▸ **RECORDS FOR THIS EXERCISE**:
*** Begin section ***
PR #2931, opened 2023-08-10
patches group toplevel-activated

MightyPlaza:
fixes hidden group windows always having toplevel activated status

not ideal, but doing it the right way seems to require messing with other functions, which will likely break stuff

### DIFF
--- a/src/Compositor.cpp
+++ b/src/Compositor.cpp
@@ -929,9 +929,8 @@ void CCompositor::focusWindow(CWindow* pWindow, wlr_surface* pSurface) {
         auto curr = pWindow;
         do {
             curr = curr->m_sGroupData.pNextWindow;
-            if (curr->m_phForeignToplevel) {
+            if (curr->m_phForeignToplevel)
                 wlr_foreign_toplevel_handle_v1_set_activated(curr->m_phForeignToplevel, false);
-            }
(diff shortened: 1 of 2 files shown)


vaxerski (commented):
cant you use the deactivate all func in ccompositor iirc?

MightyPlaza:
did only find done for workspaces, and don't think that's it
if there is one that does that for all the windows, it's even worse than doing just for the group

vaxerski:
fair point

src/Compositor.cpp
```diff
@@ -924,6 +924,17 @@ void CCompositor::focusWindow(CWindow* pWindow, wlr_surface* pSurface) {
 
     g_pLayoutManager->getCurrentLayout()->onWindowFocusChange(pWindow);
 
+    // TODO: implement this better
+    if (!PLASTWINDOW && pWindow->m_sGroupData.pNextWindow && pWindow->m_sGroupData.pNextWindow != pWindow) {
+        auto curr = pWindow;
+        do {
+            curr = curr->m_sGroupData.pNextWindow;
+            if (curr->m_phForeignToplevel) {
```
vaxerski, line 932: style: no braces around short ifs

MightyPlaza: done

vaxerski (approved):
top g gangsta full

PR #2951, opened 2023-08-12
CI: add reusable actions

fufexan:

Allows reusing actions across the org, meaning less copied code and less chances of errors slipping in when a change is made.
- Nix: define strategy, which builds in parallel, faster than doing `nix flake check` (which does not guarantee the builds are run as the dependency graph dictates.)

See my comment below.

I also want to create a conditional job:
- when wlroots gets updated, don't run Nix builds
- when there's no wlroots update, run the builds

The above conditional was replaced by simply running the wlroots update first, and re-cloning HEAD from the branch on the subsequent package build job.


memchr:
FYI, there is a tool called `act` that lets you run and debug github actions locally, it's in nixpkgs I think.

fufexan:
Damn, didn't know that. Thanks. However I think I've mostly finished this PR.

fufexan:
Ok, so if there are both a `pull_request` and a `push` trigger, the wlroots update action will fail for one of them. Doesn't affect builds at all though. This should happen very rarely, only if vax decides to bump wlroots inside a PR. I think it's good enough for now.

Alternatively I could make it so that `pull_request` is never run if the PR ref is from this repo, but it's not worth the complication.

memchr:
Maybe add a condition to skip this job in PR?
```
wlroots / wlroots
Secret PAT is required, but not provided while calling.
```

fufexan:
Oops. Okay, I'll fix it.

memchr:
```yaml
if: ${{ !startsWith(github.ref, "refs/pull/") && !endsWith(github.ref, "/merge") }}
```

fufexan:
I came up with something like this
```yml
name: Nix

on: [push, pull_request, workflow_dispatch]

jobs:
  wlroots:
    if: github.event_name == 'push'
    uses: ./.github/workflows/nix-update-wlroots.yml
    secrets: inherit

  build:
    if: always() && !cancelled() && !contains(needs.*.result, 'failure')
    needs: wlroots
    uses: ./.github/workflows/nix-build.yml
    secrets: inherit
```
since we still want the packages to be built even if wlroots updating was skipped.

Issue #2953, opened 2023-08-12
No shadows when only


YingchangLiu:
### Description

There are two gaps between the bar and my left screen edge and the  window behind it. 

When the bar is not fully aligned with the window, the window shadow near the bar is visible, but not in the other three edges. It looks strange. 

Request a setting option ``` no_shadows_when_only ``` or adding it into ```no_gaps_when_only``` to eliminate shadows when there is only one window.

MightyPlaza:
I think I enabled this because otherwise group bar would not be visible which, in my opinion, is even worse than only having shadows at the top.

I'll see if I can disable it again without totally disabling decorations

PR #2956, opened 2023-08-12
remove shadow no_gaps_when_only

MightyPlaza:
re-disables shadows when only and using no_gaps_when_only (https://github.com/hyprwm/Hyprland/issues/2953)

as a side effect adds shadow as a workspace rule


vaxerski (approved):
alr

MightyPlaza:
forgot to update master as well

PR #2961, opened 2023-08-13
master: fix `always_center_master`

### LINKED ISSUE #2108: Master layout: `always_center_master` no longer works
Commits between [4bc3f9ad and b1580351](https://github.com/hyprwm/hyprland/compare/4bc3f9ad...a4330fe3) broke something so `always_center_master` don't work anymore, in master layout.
*** End section ***
Your answer should consist of every record, printed exactly as given.

▸ **ANSWER BOX**:
PR #2931, opened 2023-08-10
patches group toplevel-activated

MightyPlaza:
fixes hidden group windows always having toplevel activated status

not ideal, but doing it the right way seems to require messing with other functions, which will likely break stuff

### DIFF
--- a/src/Compositor.cpp
+++ b/src/Compositor.cpp
@@ -929,9 +929,8 @@ void CCompositor::focusWindow(CWindow* pWindow, wlr_surface* pSurface) {
         auto curr = pWindow;
         do {
             curr = curr->m_sGroupData.pNextWindow;
-            if (curr->m_phForeignToplevel) {
+            if (curr->m_phForeignToplevel)
                 wlr_foreign_toplevel_handle_v1_set_activated(curr->m_phForeignToplevel, false);
-            }
(diff shortened: 1 of 2 files shown)


vaxerski (commented):
cant you use the deactivate all func in ccompositor iirc?

MightyPlaza:
did only find done for workspaces, and don't think that's it
if there is one that does that for all the windows, it's even worse than doing just for the group

vaxerski:
fair point

src/Compositor.cpp
```diff
@@ -924,6 +924,17 @@ void CCompositor::focusWindow(CWindow* pWindow, wlr_surface* pSurface) {
 
     g_pLayoutManager->getCurrentLayout()->onWindowFocusChange(pWindow);
 
+    // TODO: implement this better
+    if (!PLASTWINDOW && pWindow->m_sGroupData.pNextWindow && pWindow->m_sGroupData.pNextWindow != pWindow) {
+        auto curr = pWindow;
+        do {
+            curr = curr->m_sGroupData.pNextWindow;
+            if (curr->m_phForeignToplevel) {
```
vaxerski, line 932: style: no braces around short ifs

MightyPlaza: done

vaxerski (approved):
top g gangsta full

PR #2951, opened 2023-08-12
CI: add reusable actions

fufexan:

Allows reusing actions across the org, meaning less copied code and less chances of errors slipping in when a change is made.
- Nix: define strategy, which builds in parallel, faster than doing `nix flake check` (which does not guarantee the builds are run as the dependency graph dictates.)

See my comment below.

I also want to create a conditional job:
- when wlroots gets updated, don't run Nix builds
- when there's no wlroots update, run the builds

The above conditional was replaced by simply running the wlroots update first, and re-cloning HEAD from the branch on the subsequent package build job.


memchr:
FYI, there is a tool called `act` that lets you run and debug github actions locally, it's in nixpkgs I think.

fufexan:
Damn, didn't know that. Thanks. However I think I've mostly finished this PR.

fufexan:
Ok, so if there are both a `pull_request` and a `push` trigger, the wlroots update action will fail for one of them. Doesn't affect builds at all though. This should happen very rarely, only if vax decides to bump wlroots inside a PR. I think it's good enough for now.

Alternatively I could make it so that `pull_request` is never run if the PR ref is from this repo, but it's not worth the complication.

memchr:
Maybe add a condition to skip this job in PR?
```
wlroots / wlroots
Secret PAT is required, but not provided while calling.
```

fufexan:
Oops. Okay, I'll fix it.

memchr:
```yaml
if: ${{ !startsWith(github.ref, "refs/pull/") && !endsWith(github.ref, "/merge") }}
```

fufexan:
I came up with something like this
```yml
name: Nix

on: [push, pull_request, workflow_dispatch]

jobs:
  wlroots:
    if: github.event_name == 'push'
    uses: ./.github/workflows/nix-update-wlroots.yml
    secrets: inherit

  build:
    if: always() && !cancelled() && !contains(needs.*.result, 'failure')
    needs: wlroots
    uses: ./.github/workflows/nix-build.yml
    secrets: inherit
```
since we still want the packages to be built even if wlroots updating was skipped.

Issue #2953, opened 2023-08-12
No shadows when only


YingchangLiu:
### Description

There are two gaps between the bar and my left screen edge and the  window behind it. 

When the bar is not fully aligned with the window, the window shadow near the bar is visible, but not in the other three edges. It looks strange. 

Request a setting option ``` no_shadows_when_only ``` or adding it into ```no_gaps_when_only``` to eliminate shadows when there is only one window.

MightyPlaza:
I think I enabled this because otherwise group bar would not be visible which, in my opinion, is even worse than only having shadows at the top.

I'll see if I can disable it again without totally disabling decorations

PR #2956, opened 2023-08-12
remove shadow no_gaps_when_only

MightyPlaza:
re-disables shadows when only and using no_gaps_when_only (https://github.com/hyprwm/Hyprland/issues/2953)

as a side effect adds shadow as a workspace rule


vaxerski (approved):
alr

MightyPlaza:
forgot to update master as well

PR #2961, opened 2023-08-13
master: fix `always_center_master`

### LINKED ISSUE #2108: Master layout: `always_center_master` no longer works
Commits between [4bc3f9ad and b1580351](https://github.com/hyprwm/hyprland/compare/4bc3f9ad...a4330fe3) broke something so `always_center_master` don't work anymore, in master layout.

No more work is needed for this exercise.